Creo que las cosas se van tornando graves a mi entender. 



> *abajo*. *1.* Adverbio de lugar que, con verbos de movimiento explícito o implícito, significa ‘hacia lugar o parte inferior’: _«Camina arriba y abajo manteniendo el mismo ritmo»_ (Belbel_ Elsa_ [Esp. 1991]);_ «No mires abajo»_ (Delibes _Madera_ [Esp. 1987]). Suele ir precedido de las preposiciones _de, desde,_ _hacia,_ _para _o _por,_ nunca de la preposición _a,_ ya incluida en la forma de este adverbio:_ Le miró de arriba abajo_ (y no  _de arriba a abajo_). Puede indicar también estado o situación, con el significado de ‘en lugar o parte inferior’: _«Te espero abajo»_ (Santiago _Sueño_ [P. Rico 1996]); _«Las doncellas estaban abajo, en la cocina»_ (Caso _Peso_ [Esp. 1994]).
> *2.* *Indicando estado o situación, abajo puede referirse a cualquier lugar situado en el plano inferior*: _Mis padres duermen abajo_ (‘en un lugar indeterminado de la planta inferior’); *mientras que debajo alude al lugar del plano inferior inmediatamente en contacto con el superior, o situado en la misma vertical*: _Mis padres duermen debajo_ (‘en el lugar de la planta inferior situado en la misma vertical del punto desde el que se habla’). *Esto explica que debajo lleve siempre, implícito o explícito, un complemento con de que expresa el lugar de referencia*: _Mis padres duermen debajo de mi habitación_.
> *3.* En el español de América, en registros coloquiales o populares, no es infrecuente que _abajo_ vaya seguido de un complemento con _de:  __«El puente peatonal_ [...] _se incendió cuando el avión pasó por abajo de él»_ (_Expreso_ [Perú] 1.8.87). Pero, en general, es uso rechazado por los hablantes cultos y se recomienda evitarlo en el habla esmerada; en esos casos debe emplearse _debajo_.
> *4.* Por su condición de adverbio, no se considera correcto su empleo con posesivos:  _abajo mío,  __abajo suyo,_ etc. (debe decirse _debajo de mí, debajo de él,_ etc.).
> 
> _Diccionario panhispánico de dudas ©2005_
> _Real Academia Española © Todos los derechos reservados_


 
Entonces ahora pregunto yo, quienes dicen "¿quieres algo de debajo (del piso de abajo, de la calle)?" ¿entienden la pregunta "¿quieres algo de abajo?" o no les conforma sentido? Para mí la respuesta es más que fundamental. (Y suerte que no perdí mi capacidad de sorpresa)



Antpax said:


> Hola:
> 
> Siento discrepar, en principio la frase sí tendría sentido, y de hecho aquí en España la he oído bastante (sin entrar a discutir si es correcta o no). Por ejemplo:
> 
> En una tienda hay dos estantes, arriba el pan y abajo la leche, y pedimos dos barras de pan. El dependiente podría decir "quiere también algo de debajo" (sería "el estante de debajo").
> 
> Otro: En la frase "me voy, ¿quieres algo de debajo" simplemente estas preguntando si quieres algo de la calle (o del piso de abajo).
> 
> Reconozco que los ejemplos nunca han sido lo mio, pero espero haberlo explicado más o menos.
> 
> Ant.


Con respecto a lo siguiente


Magmod said:


> No me explico por qué tu frase no tiene sentido.
> ¿Es esta traducción siguiente incorrecta:
> Do you want st from the lower flat?
> Saludos


No sé Magmod si te das cuenta que te respondía a ti. 
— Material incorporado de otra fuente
PR #4960, opened 2023-01-24
Fix issue sys::findProgramByName cannot find exe on path

python3kgae:
Merge https://github.com/llvm/llvm-project/commit/87780300f624e5437aee0c5a2d7ca30ea87b5ba2 to fix test issue where not.exe cannot find file.exe in https://github.com/microsoft/DirectXShaderCompiler/blob/main/tools/clang/test/DXC/embed_dbg.test#L4

### DIFF
--- a/lib/Support/Windows/Program.inc
+++ b/lib/Support/Windows/Program.inc
@@ -71,7 +71,7 @@ ErrorOr<std::string> sys::findProgramByName(StringRef Name,
   DWORD Len = MAX_PATH;
   for (StringRef Ext : PathExts) {
     do {
-      U16Result.resize(Len);
+      U16Result.reserve(Len);
       // Lets attach the extension manually. That is needed for files
       // with a point in name like aaa.bbb. SearchPathW will not add extension
       // from its argument to such files because it thinks they already had one.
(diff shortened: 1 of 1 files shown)


lib/Support/Windows/Program.inc
```diff
@@ -70,14 +70,17 @@ ErrorOr<std::string> sys::findProgramByName(StringRef Name,
...
   for (StringRef Ext : PathExts) {
-    SmallVector<wchar_t, MAX_PATH> U16Ext;
-    if (std::error_code EC = windows::UTF8ToUTF16(Ext, U16Ext))
-      return EC;
-
     do {
-      U16Result.reserve(Len);
-      Len = ::SearchPathW(Path, c_str(U16Name),
-                          U16Ext.empty() ? nullptr : c_str(U16Ext),
+      U16Result.resize(Len);
```
tex3d, line 74: I see you changed `reserve` to `resize`, though `set_size` is used later to set it to size `Len`.  This wasn't part of the original change in upstream.  Was there a specific reason for this change?

tex3d (approved):

lib/Support/Windows/Program.inc
python3kgae: changed back to reserve.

Aquí muchos dicen que hay frases que le "chirrian/chirrían". La frase "¿quiere algo de debajo?" refiriéndose al piso inferior o la calle, para mí ni siquiera forma sentido, y cuando entiendo a un brasileño con mucha más facilidad que a un madrileño, de verdad que me preocupo.

La clave aquí no es si las cosas están bien dichas sino simplemente si las cosas se entienden. Si dices "¿quiere algo de debajo?" en América, lo más probable es que te pregunten "¿de debajo de qué?"

"¿Quiere algo del piso inferior?" es correcta y precisa, "¿Quiere algo del piso de abajo?" es correcta y coloquial, como lo es "¿quiere algo de abajo?" si hay razón para sobreentender el contexto.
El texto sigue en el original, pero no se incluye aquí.